Items from a data source

PR #1824, opened 2025-01-09
Feature/gsye 824

hannesdiedrich:

## Proposed changes

-


src/gsy_e/models/strategy/energy_parameters/heatpump/pcm_tank/pcm_models.py
```diff
@@ -0,0 +1,41 @@
...
+
+
+class PCMModelBase:
+
+    def __init__(self, slot_length: duration, mass_flow_rate_kg_s: float):
+        self._mass_flow_rate = mass_flow_rate_kg_s
+        self._slot_length = slot_length
+
+    @property
+    def _soc_lut(self):
```
BigTava, line 11: Please provide a """ """ for the property meaning. What is "lut" ?

src/gsy_e/gsy_e_core/sim_results/file_export_endpoints.py
```diff
@@ -185,6 +189,14 @@ def _specific_labels(self):
                 "heat demand J",
             ]
         # pylint: disable=unidiomatic-typecheck
+        if type(self.area.strategy) == PCMHeatPump:
```
BigTava, line 192: Could it be a Tank class and not a HeatPump class? Thinking about HSB LL. We have a MultipleTankHeatPumpStrategy. Will we replace it one PCMHeatPump, three PCMHeatPump or a MultipleTankHeatPumpStrategy that takes three PCMTank in tank_parameters?

src/gsy_e/models/strategy/energy_parameters/heatpump/pcm_tank/pcm_models.py
```diff
@@ -0,0 +1,41 @@
...
+
+    @property
+    def _soc_lut_key(self) -> str:
+        return ""
+
+    def get_soc(self, current_storage_temps: list):
+        return 50
+
+
+class PCMChargeModel(PCMModelBase):
```
BigTava, line 22: Please provide brief explanation """ """

src/gsy_e/models/strategy/heat_pump.py
```diff
@@ -340,3 +346,52 @@ def __init__(
             preferred_buying_rate,
             cop_model_type=cop_model_type,
         )
+
+
+class PCMHeatPump(HeatPumpStrategy):
+    """Heat pump with PCM tank"""
```
BigTava, line 352: It could be confusing to think PCM as a type of heat pump in our context.

src/gsy_e/setup/strategy_tests/heat_pump_pcm.py
```diff
@@ -0,0 +1,83 @@
...
+def get_setup(config):
+    area = Area(
+        "Grid",
+        [
+            Area(
+                "House 1",
+                [
+                    Area(
+                        "PCM",
+                        strategy=PCMHeatPump(
```
BigTava, line 42: It looks like the usual HeatPumpStrategy

src/gsy_e/gsy_e_core/sim_results/file_export_endpoints.py
hannesdiedrich: There will only be one PCM tank on HSB LL. We decided to only implement a single PCM tank and not allow multiple, because there will not be a use in the near and far future.

src/gsy_e/models/strategy/energy_parameters/heatpump/pcm_tank/pcm_models.py
hannesdiedrich: LUT is short for Look-Up-Table. Let me add a doc string, indeed. Thanks

src/gsy_e/models/strategy/heat_pump.py
hannesdiedrich: You have a point, but we need to distinguish between heat pumps that have water and PCM tanks, because they need different energy-parameter classes. 
I do not have a better naming in order to omit this confusion. Do you maybe?

src/gsy_e/setup/strategy_tests/heat_pump_pcm.py
hannesdiedrich: yes, the required input parameters are identical. Only the energy-paramer and tank state class is different.
Once we agree on the implementation of these, we can maybe indeed switch between PCM and water tankes via a boolean variable that is part of the tank parameters and omit having a PCMHeatpPump strategy class. For now I wanted to make it work first.

src/gsy_e/gsy_e_core/sim_results/file_export_endpoints.py
BigTava: Ok. So one PCM tank will replace the 3 water tanks. In that case, PCMHeatPump looks fine. But I think we should simplify the three classes (MultipleTankHeatPumpStrategy, HeatPumpStrategy, PCMHeatPump) and only have a HeatPumpStrategy that takes an array of tanks as arguments, and optional parameters in the HeatPump in case, which are validated in case a PCM tank is included

src/gsy_e/models/strategy/heat_pump.py
BigTava: Cound't we just have a MultipleTankHeatPumpStrategy with tank_parameters: an array of tanks, and optional parameters in the HeatPump, which are validated in case a PCM tank is included

src/gsy_e/setup/strategy_tests/heat_pump_pcm.py
BigTava: And very well. Is good to have something running above all. I just peaked into the code for the report purposes.

src/gsy_e/gsy_e_core/sim_results/file_export_endpoints.py
```diff
@@ -260,6 +272,18 @@ def _specific_row(self, slot, market):
                 round(self.area.strategy.state.heatpump.get_cop(slot), ROUND_TOLERANCE),
                 round(self.area.strategy.state.heatpump.get_heat_demand(slot), ROUND_TOLERANCE),
             ]
+        if type(self.area.strategy) == PCMHeatPump:
+            print()
```
spyrostz, line 276: Can be removed

spyrostz (dismissed):
LGTM, I agree with Tiago's comments that probably a separate TankParameters class would be more preferable as a constructor argument and would decrease the number of classes, however I would recommend to do it at a later stage due to:
1. this will break the integration with gsy-web and the existing setup files 
2. it will require careful decoupling between the tank and heatpump strategy classes in order to be sanely implemented

src/gsy_e/models/strategy/energy_parameters/heatpump/pcm_tank/pcm_tank.py
```diff
@@ -0,0 +1,504 @@
...
+class PCMTankParameters:
+    """Nameplate parameters of a water tank."""
+
+    min_temp_C: float = ConstSettings.HeatPumpSettings.MIN_TEMP_C
+    max_temp_C: float = ConstSettings.HeatPumpSettings.MAX_TEMP_C
+    initial_temp_C: float = ConstSettings.HeatPumpSettings.INIT_TEMP_C
+    max_capacity_kWh: float = 6.0  # todo: put default value somewhere
+
+
+class PCMTankState(StateInterface):
```
spyrostz, line 53: This breaks a bit the file hierarchy, e.g. this class should be under `state` package. Having said that we can leave it here and refactor at a later stage.

src/gsy_e/models/strategy/energy_parameters/heatpump/pcm_tank/pcm_models.py
```diff
@@ -0,0 +1,41 @@
...
+
+    def get_temp_after_charging(self, current_storage_temps: list, charging_temp: float) -> list:
+        return current_storage_temps
+
+
+class PCMDischargeModel(PCMModelBase):
+
+    @property
+    def _soc_lut(self):
+        return {}
```
spyrostz, line 36: Why do you need to override these properties? Since the PCMModelBase already implements this property method, it will be anyways inherited to the child classes.

src/gsy_e/models/strategy/energy_parameters/heatpump/pcm_tank/pcm_tank.py
```diff
@@ -0,0 +1,504 @@
...
+    def get_soc(self, time_slot: DateTime) -> float:
+        """Return SOC level."""
+        return self._soc[time_slot]
+
+    def get_htf_temp_C(self, time_slot: DateTime) -> Optional[float]:
+        """Return mean temperature of the heat transfer fluid"""
+        storage_temps = self.get_storage_temp_C(time_slot)
+        if storage_temps is None:
+            return None
+        return mean(storage_temps[0:-2:2])
```
spyrostz, line 135: For readability, why not distinguishing the HTF and the PCM temps in different lists ?

src/gsy_e/models/strategy/energy_parameters/heatpump/pcm_tank/pcm_tank.py
```diff
@@ -0,0 +1,504 @@
...
+        """Get storage_temp_C for specific time_slot."""
+        return self._storage_temp_C.get(time_slot, None)
+
+    def set_soc_after_charging(self, time_slot: DateTime):
+        """Calculate and set SOC level after charging."""
+        self._soc[time_slot] = self._pcm_charge_model.get_soc(self._storage_temp_C[time_slot])
+
+    def set_soc_after_discharging(self, time_slot: DateTime):
+        """Calculate and set SOC level after discharging."""
+        self._soc[time_slot] = self._pcm_discharge_model.get_soc(self._storage_temp_C[time_slot])
```
spyrostz, line 124: These are never been called by other parts of the code, and I think that they are needed for SOC levels to be reported.

src/gsy_e/models/strategy/energy_parameters/heatpump/pcm_tank/pcm_models.py
hannesdiedrich: Ah yes, this is only a placeholder for the code that is closed source until now. We are overwriting those for the charging and discharging. In order to not confuse the code here, I will remove the overwriting.

src/gsy_e/models/strategy/energy_parameters/heatpump/pcm_tank/pcm_tank.py
hannesdiedrich: I am not very sure about this any more. Wenn calling the (dis-)charge model we will need to combine these lists again into ne (in order to not having to change in the greybox model). And then we need to return two lists again from the models side in order to dave them here in the state separately. Do you think it is worth it?

src/gsy_e/models/strategy/energy_parameters/heatpump/pcm_tank/pcm_tank.py
```diff
@@ -0,0 +1,504 @@
...
+
+    def update_consumed_energy(self, energy: float, time_slot: DateTime) -> None:
+        """Add provided energy value to the value in consumed_energy for the provided time_slot."""
+        self._consumed_energy[time_slot] = self._consumed_energy.get(time_slot, 0.0) + energy
+
+    def get_consumed_energy(self, time_slot: DateTime):
+        """Return consumed_energy for the provided time_slot"""
+        return self._consumed_energy.get(time_slot, 0.0)
+
+    def init_storage_temps(self, time_slot: DateTime):
```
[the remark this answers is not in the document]
hannesdiedrich: Done here [b34d973](https://github.com/gridsingularity/gsy-e/pull/1824/commits/b34d973a8a87aa65e78b8811382752f0781c4342)

src/gsy_e/models/strategy/heat_pump.py
spyrostz: This is already tracked and should be done in the context of this ticket https://gridsingularity.atlassian.net/browse/GSYE-864

src/gsy_e/models/strategy/energy_parameters/heatpump/pcm_tank/pcm_models.py
spyrostz: Got it and thanks for the clarification!

spyrostz (approved):
LGTM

Work task | Among the entries above, find the line with "hannesdiedrich: I am" and the line with "[the remark this"; give again exactly these two lines and all lines between them.

Task result |
hannesdiedrich: I am not very sure about this any more. Wenn calling the (dis-)charge model we will need to combine these lists again into ne (in order to not having to change in the greybox model). And then we need to return two lists again from the models side in order to dave them here in the state separately. Do you think it is worth it?

src/gsy_e/models/strategy/energy_parameters/heatpump/pcm_tank/pcm_tank.py
```diff
@@ -0,0 +1,504 @@
...
+
+    def update_consumed_energy(self, energy: float, time_slot: DateTime) -> None:
+        """Add provided energy value to the value in consumed_energy for the provided time_slot."""
+        self._consumed_energy[time_slot] = self._consumed_energy.get(time_slot, 0.0) + energy
+
+    def get_consumed_energy(self, time_slot: DateTime):
+        """Return consumed_energy for the provided time_slot"""
+        return self._consumed_energy.get(time_slot, 0.0)
+
+    def init_storage_temps(self, time_slot: DateTime):
```
[the remark this answers is not in the document]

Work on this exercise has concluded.